In Argent: The Consortium, players take on the role of faculty at a school for young wizards. Sound familiar? “The Chancelor” is stepping down and a new head of the school must be voted on. That’s where you come in. Each player is vying for the votes from a panel of 12 board members. Each board member will vote based on a specific criteria. It could be whoever has the most gold at the end of the game, whoever has the most mana, whoever has the most of a certain type of spells etc, etc. These voters, with the exception of the starting two, keep their criteria hidden. Rooms are chosen for the school, then players gather their starting two mages based on their character and take turns drafting three more. They are then given their starting spell and resources. The game then begins and continues for 5 rounds.

During these rounds, players will take actions. The first thing they can do is take a quick action which is indicated on cards by a lightning bolt. Then they must take a main action. They can cast a spell that they’ve learned. When doing so the player must pay the mana cost and then tilt the card sideways to indicate that it is exhausted. Exhausted spells and other multi use items become available when the round ends. As an action a player can take one of the Belltower Offering cards. These will offer immediate benefits when they are taken. However, if the final Bell Tower card is taken, that ends the current round. A player may also play a card, weather that be a supporter or a treasure. They resolve the effect, then, unless it’s a reusable treasure, they place the card in their personal discard.

The final main action that can be taken is the heart and soul of this game. Placing mages within the school. A player must decide which of their mages to place. They select one of the rooms and place one of their pieces on it. There are a few requirements for placing mages, so knowing that you can pay the cost is vital before doing so. Each color mage has a specific power, which is important to know when drafting them.

Purple Mages are quick, they can be placed a a fast action, thus freeing up your main action for either placing more mages or doing another action. Red Mages can injure other player’s mages. When they’re placed they can move another mage into the infirmary and take that spot. Green Mages cannot be wounded and sent to the infirmary. Blue Mages cannot be effected by spells. Gray mages can be placed on a space as a free action AFTER a player has cast a spell as an action.

Each of these unique abilities works into the timing of the game. Spaces and actions are going to earn you money, mana, treasure, supporters and marks. All of which will help you learn what the voting criteria is and help you achieve that.

There’s a lot more details to this game, but I’m not going to go into them because this would quickly divulge more into a rules explanation than a review, which it already seems to have swerved a little. Basically, in this box you are given an entire magic school, complete with faculty and students. There is so much variety in this game that You could play this a million times and never have the same game twice.
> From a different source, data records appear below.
PR #3584, opened 2021-02-18
Support type uses before definitions in text parser

tlively:
Traverses the module to find type definitions and uses a TypeBuilder to
construct the corresponding HeapTypes rather than constructing them directly.
This allows types to be used in the definitions of other types before they
themselves are defined, which is an important step toward supporting recursive
types. After this PR, no further text parsing changes will be necessary to
support recursive types.

Beyond allowing types to be used before their definitions, this PR also makes a
couple incidental changes to the parser's behavior. First, compound heaptypes
can now only be declared in `(type ...)` elements and cannot be declared inline
at their site of use. This reduces the flexibility of the parser, but is in line
with what the text format spec will probably look like eventually (see
WebAssembly/function-references#42).

The second change is that `(type ...)` elements are now all parsed before `(func
...)` elements rather than in text order with them, so the type indices will be
different and wasts using numeric type indices will be broken. Note however,
that we were already not completely spec compliant in this regard because we
parsed types defined by `(type...)` and `(func...)` elements before types
defined by the type uses of `call_indirect` instructions.

### DIFF
--- a/src/passes/Print.cpp
+++ b/src/passes/Print.cpp
@@ -175,7 +175,7 @@ static std::ostream& operator<<(std::ostream& o, const SExprType& sType) {
     o << '(';
     auto sep = "";
     for (const auto& t : type) {
-      o << sep << t;
+      o << sep << SExprType(t);
       sep = " ";
     }
     o << ')';
--- a/src/wasm-s-parser.h
+++ b/src/wasm-s-parser.h
@@ -70,6 +70,8 @@ public:
   List& list();
   Element* operator[](unsigned i);
   size_t size() { return list().size(); }
+  List::Iterator begin() { return list().begin(); }
+  List::Iterator end() { return list().end(); }
 
   // string methods
   cashew::IString str() const;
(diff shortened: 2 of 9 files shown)


tlively:
This currently includes an outdated version of #3578. I will rebase this once that lands, but I didn't want to delay posting this PR.

kripken:
Sorry, I'm not sure what the intended review plan is here. Do you want me to start reading this before the parent PR is ready for review? (still waiting there on some stuff I believe)

If so could this be relative to that branch, so that the full diff is not shown here?

tlively:
Unfortunately the branch for the other PR is my Binaryen fork, so there's no way to make a PR against it in this repo. The intention in posting it early was to give you the option to read it before the other one lands, but there's no rush. (Also the other one is ready for review again.)

src/passes/Print.cpp
```diff
@@ -175,7 +175,7 @@ static std::ostream& operator<<(std::ostream& o, const SExprType& sType) {
     o << '(';
     auto sep = "";
     for (const auto& t : type) {
-      o << sep << t;
+      o << sep << SExprType(t);
```
kripken, line 178: what does this fix?

kripken (approved):

src/passes/Print.cpp
tlively: Compound reference types in tuple locals were being fully printed rather than referring to a heap type by name. After this PR, inline heap types like that can no longer be parsed, so this change is necessary to use the type names instead.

This is one of the things I love about Level 99 games, they would literally throw a kitchen sink into their game boxes if they could figure out a feasible shipping plan.

And that’s going to be a problem for some people; it’s overwhelming. I set this game up and introduced my wife to it. After getting halfway through the explanation her eyes began to glaze and I could tell she was genuinely not looking forward to playing this. It’s not that any of the concepts are overly complicated or convoluted it’s just that there are SO many of them. Each room has rules, each individual character has rules, each mage has rules all within the scope of the larger rules that orchestrate the game. The information overload is almost on par with Millennium Blades, but without the timing mechanism to keep players in check. I know there are people that I will not want to ever play this game with because any amount of analysis paralysis is going to be crippling. That’s bad, because this has the potential to be a very long game if you let it. I won’t comment on they annoyance I had with the pieces, because they’ll largely be resolved in the upcoming second print run.
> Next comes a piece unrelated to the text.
PR #3585, opened 2021-02-18
[Wasm Exceptions] Handle delegation to the caller in RemoveUnusedNames

kripken:
Without this, the assertion just below fires, as we should erase each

Now, if you find people that are willing the sit through the rules explanation which is, again, not all that complicated there’s just a lot of them, you’re in for a fantastic ride of a game. If you’re anything like me and millions of other people, you’re a big fat sucker for the magical school theme. And putting the players as faculty members trying to earn the votes of board members is such a fun idea. And as cool as that idea is, the mechanisms of the game really drive the point home. With so much hidden information at the start of the game, players are going to be forced to balance between learning information, thwarting each other and gaining the necessary items and supporters to win themselves votes. It’s a fantastic mix of Euro game thinkyness with Ameritrash take-that pinache. You have to consider each action you take. Each turn can be used to do a whole range of things, alternating mage powers with spells allows you to fit in a lot more than just one fast action and one main action. If you wait too long, however, the bell tower cards could be taken and the round could end well before you’ve completed everything you need to. It’s a worker placement game that gives you what you need in excess. Where Agricola is punishing and strenuous because you know exactly what you need and can’t get it, Argent gives you far more paths than you could ever hope to comprehend and pursue in a single game.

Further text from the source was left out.